FRIDAY CATTLE MARKET AT NIZWA SOUK, IN OMAN
We arrive at the Friday cattle market at the Nizwa souk to cacophony and colour and see robed Omani men standing in the centre of a small covered arena waiting for the procession of cows for them to bid on and buy. Others, sitting and watching, could well have stepped straight out of a bible story.
Getting to the market involves dodging children carrying baby goats in their arms, and stepping around white-robed males coaxing or dragging their unwilling, bleating, purchases by a rope around their necks to tie on the back of their utes.
Time for the cattle market to begin . . . the would-be, white robed, bidders stand quite silently, observing and giving nothing away as the cows are paraded in the ring. Silently, observing, clicking away, we often have to scoot out of the way of a kicking cow rearing and tugging to be free of the rope. It adds to the excitement.

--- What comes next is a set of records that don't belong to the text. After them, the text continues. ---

PR #1182, opened 2021-12-20
Re-added "Wallet" and "workspace" back to TS declaration files

janlegner:
This is a proposed change to make it easy to import `anchor.Wallet` and `anchor.workspace`.

See the issue https://github.com/project-serum/anchor/issues/1153

After this change:
- The declaration file once again contains `Wallet` and `workspace` after the build. Therefore e.g. `import { Wallet } from 'project-serum/anchor'` works again.
- The web build does not contain the code of the workspace.js or nodewallet.js as only the types are re-exported.


janlegner:
Already implemented https://github.com/project-serum/anchor/pull/1137

Issue #971, opened 2021-11-03
lang: Implementation of tuples and tuple structs in IDL


CherryMan:
Since JavaScript arrays are heterogenous, they're the canonical representation of tuples in JS. TypeScript also supports typing them, so for a homogenous array of `T` you might do `T[]`, but tuples are instead of the form `[T, U, V]`. So a rust type `Struct(U, V)` maps to `[U, V]`. This can be represented in the IDL by adding another `"variant"` called `"tuple"`, and the associated `"fields"` being a list of IDL types. This also creates an elegant translation of rust coproduct types, so we map

```rust
enum Enum {
    VariantOne(T, U, V),
    VaraintTwo { x: T },
 }
 ```

to

```typescript
type Enum = { variantOne: [T, U, V] } | { variantTwo: { x: T } }
```

IDL Example

```json
"type": {
  "kind": "tuple",
  "fields": [
    "u8",
    "publicKey",
    { "array": ["i64", 20] },
    { "defined": "CustomType" }
  ]
}
```

Related to  #232.

dovahcrow:
This will come very handy for upgrading the PDAs. 
Instead of having
```rust
#[account]
pub struct PDA {
    field1: u64,
    _pad: [u8; 32],
}
```
Where _pad is for future upgrades. You can now have 

```rust
#[account]
pub enum PDA {
    V1 {
        field1: u64,
    },
    Pad([u8; 32])
}
```
so that you can easily add a new variant to the enum for account upgrade, as long as the size of the whole account does not exceeds the size of Pad.

jacobcreech:
Fixed in #2824

Issue #232, opened 2021-05-01
lang: Unit structs not allowed in IDL 


armaniferrante:
Unit and tuple structs are explicitly disallowed in the program interface definition, currently.

mschneider:
"not allowed" should be enforced when updating IDL. it actually happened already twice that one of our apps broke because of the tuple enum exception.

darkmode-ff:
would love to see this become active again 👀

acheroncrypto:
Added in https://github.com/coral-xyz/anchor/pull/2824.

PR #1190, opened 2021-12-23
feat: Handle tuple structs in IDL

abhimanyusinghgaur:
This PR adds support for handling tuple structs in IDL. It names the tuple struct fields as `f0`, `f1`, `f2`, etc. The integer after `f` is the index of the value in the tuple.

Given a tuple struct in Rust like this:
```
#[account]
pub struct TupleStruct(u64, String, B, [i32; 5]);
```

The generated IDL looks like this:
```
    {
      "name": "TupleStruct",
      "type": {
        "kind": "struct",
        "fields": [
          {
            "name": "f0",
            "type": "u64"
          },
          {
            "name": "f1",
            "type": "string"
          },
          {
            "name": "f2",
            "type": {
              "defined": "B"
            }
          },
          {
            "name": "f3",
            "type": {
              "array": [
                "i32",
                5
              ]
            }
          }
        ]
      }
    }
```

Related to #232, #971.

### DIFF
--- a/lang/syn/src/idl/file.rs
+++ b/lang/syn/src/idl/file.rs
@@ -413,28 +413,26 @@ fn parse_ty_defs(ctx: &CrateContext) -> Result<Vec<IdlTypeDefinition>> {
                         })
                     })
                     .collect::<Result<Vec<IdlField>>>(),
-                syn::Fields::Unnamed(fields) => {
-                    let mut i = -1;
-                    fields
-                        .unnamed
-                        .iter()
-                        .map(|f: &syn::Field| {
-                            let mut tts = proc_macro2::TokenStream::new();
-                            f.ty.to_tokens(&mut tts);
-                            // Handle array sizes that are constants
-                            let mut tts_string = tts.to_string();
-                            if tts_string.starts_with('[') {
-                                tts_string = resolve_variable_array_length(ctx, tts_string);
-                            }
-                            i += 1;
+                syn::Fields::Unnamed(fields) => fields
+                    .unnamed
+                    .iter()
+                    .enumerate()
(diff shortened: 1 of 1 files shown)


lang/syn/src/idl/file.rs
```diff
@@ -413,7 +413,28 @@ fn parse_ty_defs(ctx: &CrateContext) -> Result<Vec<IdlTypeDefinition>> {
                         })
                     })
                     .collect::<Result<Vec<IdlField>>>(),
-                syn::Fields::Unnamed(_) => return None,
+                syn::Fields::Unnamed(fields) => {
+                    let mut i = -1;
```
paul-schaaf, line 417: `iter().enumerate().map(|(i, f) {...}` can be used instead of `i`

abhimanyusinghgaur: Thanks, Improved.

paul-schaaf:
is there anything in the way of merging this @armaniferrante ? 

provided that we add changelog etc (do we have tests that test idl generation? I saw tests that check that rust types can be generated from strings but not that they result in the correct strings)?

armaniferrante:
> do we have tests that test idl generation? 

Yes, but they are all implicit in e2e tests, which makes for significantly faster development.

paul-schaaf:
@armaniferrante I suppose we can only test e2e if we add the ts code required to parse tuple structs in this PR as well then?

darkmode-ff:
is this PR still active?

abhimanyusinghgaur:
> is this PR still active?

I won't be able to contribute further ATM. If anyone else is interested, they can take it up.

acheroncrypto:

It doesn’t bear thinking that the cows started life chewing in green pastures back home in Australia, and have been shipped here for slaughter. The animals are bought not only to eat . . . but to ‘make business’, buying at a good price, and selling it for a profit later when demand is higher like for religious observances.
The fish and vegetable souks are sort of an anti-climax after all this excitement, but provide wonderfully colourful insight into the traditions and what people eat in this area. Quite unique is seeing rifles being sold in the souk, and intricately hand-carved “Khanjars’ (daggers) for sale.
I should add. NIzwa is the capital of the interior and birthplace of Islam in the Sultanate of Oman. It looks like a very compact and clean community of 100,000 people and shows-off good roads, schools and hospital. Sultan Qaboos looks after his people.
We leave the souk and walk up to the 17th century Nizwa Fort. As a British Naval lieutenant commissioned by the East India Company in 1835 wrote, “The form of the fort is circular, its diameter being nearly one hundred yards, and up to a height of ninety feet it has been filled up by a solid mass of earth and stones: seven or eight wells have been bored through this, from several of which they obtain a plentiful supply of water, and those which are dry serve as magazines for their shot and ammunition.”
From our perspective in 2015, the Omani Heritage people have done an excellent job in laying out most interesting exhibits in air-conditioned rooms of the old fort. And, pleasingly, one doesn’t have to squat in the clean washrooms!